Cho and De Robertis (1990) have investigated the activation of HOX cluster genes in animal caps treated with activin or FGF. XlHboxl, normally expressed in the anterior trunk region, is preferentially activated by activin, and XlHboxó, normally expressed in the mid- and hind-trunk region, is preferentially activated by FGF. In a further study, Cho et al. (1991a) found that overexpression of XlHboxó alone was sufficient to cause supernumerary tail formation after subsequent Einsteckung procedure. It could even override the head forming effect of activin induction.

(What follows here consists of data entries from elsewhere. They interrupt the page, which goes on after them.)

PR #1488, opened 2019-05-21
Use the standard Android Reboot API to perform reboot

Trumeet:
# Purpose
Magisk currently uses `reboot` command to perform hard-reboots which is not good for devices and developers, that's because:

* Android has its own shutdown/reboot procedure
* Some developers would like to receive the shutdown broadcasts
* Inside Android's own procedure, SystemServer shutdowns services gently so it's safe to perform the hard shutdown at last. Performing it without shutting down the services may cause errors.

# Is this PR tested?
I'm not sure if that the `svc power reboot` method works perfectly from Android L to P but I've taken a look about this part of the source of L and P and they look similar. The reboot API may be changed by OEM and may won't work normally, but on my Android Pie (AospExtended) device it works perfectly in debug mode. 

Another thing is that I've tested rebooting to normal, recovery and bootloader successfully but I cannot reboot into `download` and I have no idea about it. 

# How does it work?
I use `svc power reboot <reason>` instead, it should be more stable than the pervious commit which uses `service call`.

# Acknowledgement
Thanks to RikkaW and Kr328

### DIFF
--- a/app/src/main/java/com/topjohnwu/magisk/utils/RootUtils.kt
+++ b/app/src/main/java/com/topjohnwu/magisk/utils/RootUtils.kt
@@ -163,16 +163,7 @@ class RootUtils : Shell.Initializer() {
 
         @JvmStatic
         fun reboot(reason: String) {
-            Shell.su("service call power ${getRebootTransactionCode()} i32 0 s16 $reason i32 0").submit()
-        } 
-
-        private fun getRebootTransactionCode(): Int {
-            // Get the transaction code for the reboot method in PowerManager.
-            // Warning: Hidden-api usage.
-            val clz = java.lang.Class.forName("android.os.IPowerManager\$Stub")
-            val field = clz.getDeclaredField("TRANSACTION_reboot")
-            field.setAccessible(true)
-            return field.getInt(null)
+            Shell.su("svc power reboot $reason").submit()
         }
     }
 }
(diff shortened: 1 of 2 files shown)


app/src/main/java/com/topjohnwu/magisk/utils/RootUtils.kt
```diff
@@ -158,7 +158,21 @@ class RootUtils : Shell.Initializer() {
...
+        @JvmStatic
+        fun reboot(reason: String) {
+            Shell.su("service call power ${getRebootTransactionCode()} i32 0 s16 $reason i32 0").submit()
+        } 
+
+        private fun getRebootTransactionCode(): Int {
+            // Get the transaction code for the reboot method in PowerManager.
+            // Warning: Hidden-api usage.
+            val clz = java.lang.Class.forName("android.os.IPowerManager\$Stub")
+            val field = clz.getDeclaredField("TRANSACTION_reboot")
```
RikkaW: Don't assume the field of `reboot` transaction code is `TRANSACTION_reboot`, the format may be `TRANSACTION_reboot_XX` (XX is number).

Trumeet: Could you give me an example of how that XX works? Thanks.

RikkaW: I only know some examples, such as `TRANSACTION_getInstalledApplications_49 = 50` appears on API 25.

Trumeet: > I only know some examples, such as `TRANSACTION_getInstalledApplications_49 = 50` appears on API 25.

Thanks.

Trumeet:
The latest commit did not work on my device... After debugging I will re-open it.

zareii:
J530fxxu4android8.01 root magiske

In both these sets of experiments the assay is rather indirect since the formation of axial structures in Einsteckung experiments involves participation by both the graft and the host tissue, and requires some further inductive signals from the host. However for both XlHboxó and Xhox-3 there is a prima facie case that the genes are involved in anteroposterior specification. In neither case does overexpression in isolated caps result in mesoderm formation so they seem to be controlling positional coding rather than tissue type. Both are activated by FGF but we do not know how direct this relationship is, and it is possible that there are other intervening genes to be discovered.

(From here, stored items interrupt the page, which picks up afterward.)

PR #1531, opened 2019-05-31
Update samsung.md

ianmacd:
MTP is now known to sometimes corrupt the AP file on transfer to the PC, so we should warn users to prefer `adb`.

Furthermore, quite a few users are reporting a shrunken `/data` file-system after flashing with Odin. This has been traced to the flashing of only an AP file, which causes some versions of Odin to shrink `/data`. The phenomenon is reproducable.


topjohnwu:
@ianmacd `samsung.md` is no longer used (I just didn't removed it yet). If you want to add, pleas add it directly to `install.md`

PR #1577, opened 2019-06-11
Redirect system su to MagiskSU

vvb2060:
Chinese MIUI ROM have built-in su, and the system partition is protected by avb.


ewing03:
Cool thanks

topjohnwu:
I don't necessarily want to mix system su with Magisk su.
`/sbin/su` will almost certainly always have precedence over `/system/(x)bin/su`, so calling `su` will actually call Magisk

Issue #8279, opened 2024-08-01
Verify gms is system app


vvb2060:
https://developer.android.com/privacy-and-security/risks/create-package-context

Diapolo:
@topjohnwu Does this impose any implications for users which are relying on microG?

PR #8321, opened 2024-08-20
Require GMS to be system app

aviraxp:
Fixes https://github.com/topjohnwu/Magisk/issues/8279.


canyie (approved):

pixincreate:
Does this mean that if GMS is not installed or nor a part of system, Magisk would not work or marks the device as insecure? I believe latter is what Magisk is aiming for?  

Care to elaborate?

An experiment that directly addresses the role of the FGF family was performed by Amaya et al. (1991). They made a version of the FGF receptor lacking the cytoplasmic domain. This forms unproductive dimers with the endogenous receptor and prevents response to exogenous FGF Overexpression of this construct in intact embryos should theoretically lead to failure of those processes that depend on any member of the FGF family. Although a detailed study of the morphology of the affected embryos has not yet been published, it seems that they have less mesoderm than expected, the dorsoventral arrangement of tissues is deranged, and they may lack posterior parts of the axis.

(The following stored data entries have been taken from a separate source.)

Issue #8335, opened 2024-08-24
VaultKeeper Crashing


diabl0w:
Device: SM-F926B
Android version: 14
Magisk version name: Canary
Magisk version code: 27007

Phone is running fine, visually, but in the background Vaultkeeper is just constantly crashing and never stops (will continue to try and increase trycount)

according to [this](https://github.com/topjohnwu/Magisk/blob/8e82113bce1486c0dce7d8d1fdc08a1372ab26a6/native/src/init/rootdir.cpp#L67) VaultKeeper should be getting disabled, but I am not sure if that means entirety of VaultKeeper or what

```
08-24 15:06:57.220  5171  5171 I vaultkeeper: There is no property(ro.factory.factory_binary)
08-24 15:06:57.220  5171  5171 I VaultKeeper_COMMON: VK 4.4.1 [Client] /vendor/bin/vaultkeeperd. => [Vault] VK. [CMD NO.] 2040
08-24 15:06:57.220  5171  5171 I VaultKeeper_COMMON: [CMD:INITIALIZE]
08-24 15:06:57.291  5171  5171 E VaultKeeper_COMMON: Occured Error into TA side(-10032//vendor/bin/vaultkeeperd/VK)
08-24 15:06:57.292  5171  5171 E VaultKeeper_COMMON: Failed cmdProcessing(-10032)
08-24 15:06:57.292  5171  5171 E vaultkeeper: runCommand error.(-10032)
08-24 15:06:57.292  5171  5171 E vaultkeeper: There is no VK ID
08-24 15:06:57.292  5171  5171 E vaultkeeper: VaultKeeper service preparation is failed
08-24 15:06:57.672  5216  5216 E CASS_DEBUG: VaultKeeper is not ready. try again Retry cnt(10).
```

diabl0w:
from ps -A, the parent PID is indeed init that is trying to launch it (PPID = 1 below):
`5811     1  1000  5.9   0 20 vaultkeeperd                /vendor/bin/vaultkeeperd`

vvb2060:
https://dumps.tadiphone.dev/dumps/samsung/dm3q/-/blob/dm3qxxx-user-14-UP1A.231005.007-S918BXXS6CXGA-release-keys/vendor/etc/init/vaultkeeper_common.rc
VaultKeeper has been moved to the vendor partition for a long time. The code in magisk is out of date and should be removed.

vvb2060:
[...]

PR #8336, opened 2024-08-25
Remove vaultkeeper handling

aviraxp:
These were added in 2019, but Android 10 move them to vendor
which Magisk cannot handle. Remove them as they never work.

### DIFF
--- a/native/src/init/rootdir.cpp
+++ b/native/src/init/rootdir.cpp
@@ -64,12 +64,7 @@ static void patch_rc_scripts(const char *src_path, const char *tmp_path, bool wr
         if (!dest) return;
         LOGD("Patching " INIT_RC " in %s\n", src_path);
         file_readline(false, src.get(), [&dest](string_view line) -> bool {
-            // Do not start vaultkeeper
-            if (str_contains(line, "start vaultkeeper")) {
-                LOGD("Remove vaultkeeper\n");
-                return true;
-            }
-            // Do not run flash_recovery
+            // Do not run flash_recovery on Android 10 and below
             if (line.starts_with("service flash_recovery")) {
                 LOGD("Remove flash_recovery\n");
                 fprintf(dest.get(), "service flash_recovery /system/bin/true\n");


osm0sis:
There are still Android 9 devices which would need this. Magisk supports Android 6+ currently.

yujincheng08 (approved):

vvb2060:
At least we need to add a note that it only works on Android 9 and earlier.

vvb2060:
For vaultkeeper, I think we should remove the code in magisk and let the module  to stop vaultkeeper/cass/proca services.

osm0sis:
Sounds good!

osm0sis (approved):

salvogiangri:
> For vaultkeeper, I think we should remove the code in magisk and let a module to stop vaultkeeper/cass/proca services.

There's no need to stop these services as they don't do any harm. What would be nice as an addition instead is a kernel hex patch to kill PROCA, since that causes VaultKeeper to always crash in the background due to failed device integrity checks.

salvogiangri:
What I did try myself is to patch the kernel image header since it contains the physical address to the PROCA config stored in the image itself (https://github.com/Mesa-Labs-Archive/android_kernel_samsung_sm7325/blob/e76fd1fdabdca7554e5d7df0dbd10dcbabdfb3fd/arch/arm64/kernel/head.S#L83-L87), there's a specific magic that if matched should disable PROCA entirely in TZ side, unfortunately tho this wasn't enough but I didn't dig enough to find why this alone won't work

diabl0w:
> For vaultkeeper, I think we should remove the code in magisk and let a module to stop vaultkeeper/cass/proca services.

just my 2 cents that I do believe that magisk does have some responsibility here in addressing this, as the crashing is induced by installing magisk itself (vbmeta/boot modification)

salvogiangri:
> just my 2 cents that I do believe that magisk does have some responsibility here in addressing this, as the crashing is induced by installing magisk itself (vbmeta/boot modification)

As I said in https://github.com/topjohnwu/Magisk/issues/8335#issuecomment-2319313175 this isn’t directly caused by Magisk as this happens as soon as the ICD status in ICCC/bootloader changes, which means a custom image has been flashed on the phone (kernel, AVB, OS…). However it would be great for Magisk to properly address this as this is what the majority uses.

> EDIT: also does this mean magisk is officially dropping Android < 10 support? that seems like a big deal just to save a few lines of otherwise harmless code

I believe the VaultKeeper code was firstly added due to the big amount of people being blocked from flashing custom images due to KnoxGuard (ex [RMM](https://xdaforums.com/t/how-to-root-after-january-security-patch-sm-a520f-a5-2017.3739225/post-75360965)) since it was introduced in early 2018, this Knox feature relies on VK to read/store its status in the device’s RPMB. However there are a lot of system components which rely on VK, so imho it’s not a good practice to completely get rid of it.

diabl0w:
> As I said in [#8335 (comment)](https://github.com/topjohnwu/Magisk/issues/8335#issuecomment-2319313175) this isn’t directly caused by Magisk as this happens as soon as the ICD status in ICCC/bootloader changes, which means a custom image has been flashed on the phone (kernel, AVB, OS…). However it would be great for Magisk to properly address this as this is what the majority uses.

The argument for a module because any custom partition will trigger it is sort of a catch 22 since you'd have to use magisk to install the module anyway, so doesn't make much sense to me to not just include the fix.

As you mnetioned, if i only unlock my bootloader, I dont have any issues. It is the moment I use magisk that the services will start to crash, therefore Magisk should be involved in handling this. And this should be considered different than Google device integrity check failure type issues, which magisk shouldnt be respnsible for. The difference being that proca/vaultkeeper is an issue where services are uncontrollably crashing at the kernel level and causing unneeded burden in the background of the device.

> I believe the VaultKeeper code was firstly added due to the big amount of people being blocked from flashing custom images due to KnoxGuard (ex [RMM](https://xdaforums.com/t/how-to-root-after-january-security-patch-sm-a520f-a5-2017.3739225/post-75360965)) since it was introduced in early 2018, this Knox feature relies on VK to read/store its status in the device’s RPMB. However there are a lot of system components which rely on VK, so imho it’s not a good practice to completely get rid of it.
Again, i appreciate your deep level of knowledge on these subjects but i have to disagree with your logic. If you are blocked from flashing custom images (such as magisk) without disabling it, then it sounds like it would be required to stay in code. And I don't see any open issues since 2018 regarding side effects of disabling VK, so I would say the users who this is relevant to aren't having significant problems

salvogiangri:
> Again, i appreciate your deep level of knowledge on these subjects but i have to disagree with your logic. If you are blocked from flashing custom images (such as magisk) without disabling it, then it sounds like it would be required to stay in code. And I don't see any open issues since 2018 regarding side effects of disabling VK, so I would say the users who this is relevant to aren't having significant problems
> 
> Of course, if there is a better way to allow the custom flashing on these older devices then we should do it that way, but until someone has the desire to reinvestigate these old devices, IMO the code should be left as it has been for 5+ years without issue

I haven't dug up on KnoxGuard/RMM since when I firstly discovered it back in 2018 (how time flies!), but I'm pretty sure there's another better way to avoid such issues on legacy devices (Android 8.x I guess). Nowadays KnoxGuard isn't really an issue as the only case where the device would be locked is due to a bad provisioning on first boot (Prenormal state, this is why it's mentioned to stay connected to the internet during the setup wizard) or due to the device being under MDM/bought via a carrier plan (Locked or Active state, in which case it can only be unlocked remotely by Samsung). Samsung addressed the issue where the device could be locked with custom binaries installed already (Broken status), so Magisk or any other root solution do not need to address this.

yujincheng08 (approved):

vvb2060:
@salvogiangri After #8351 is merged, should this PR be merged? Will it break old devices?

salvogiangri:
> @salvogiangri After #8351 is merged, should this PR be merged? Will it break old devices?

I think it should be good for devices running Android 9 onwards (One UI), Idk about legacy devices running Oreo but I had reports of RMM being completely broken on stock too due to Samsung server-side changes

If we put together the expression patterns reported above with the functional experiments reviewed in the present section, it does look rather probable that, in addition to their involvement in mesoderm induction, an important role of the FGF family is concerned with anteroposterior specification. One possibility is that the FGFs are posterior morphogens and that a gradient is set up by secretion from the blastopore lip region. XlHboxó and Xhox3 and probably other genes as well would then be turned on above a certain concentration threshold and they would be responsible for activating the appropriate terminal differentiation genes for the trunk and tail. Another possibility is that the FGF type factors are permissive for the maintenance of an uncommitted state, and that once cells leave the blastopore lip region, or later the tailbud, they become specified by reference to other signals. In either case it is likely that we shall have to contend with a certain redundancy of function since at least eFGF and int-2, which have overlapping biological activities, are expressed in a very similar tight zone in the posterior.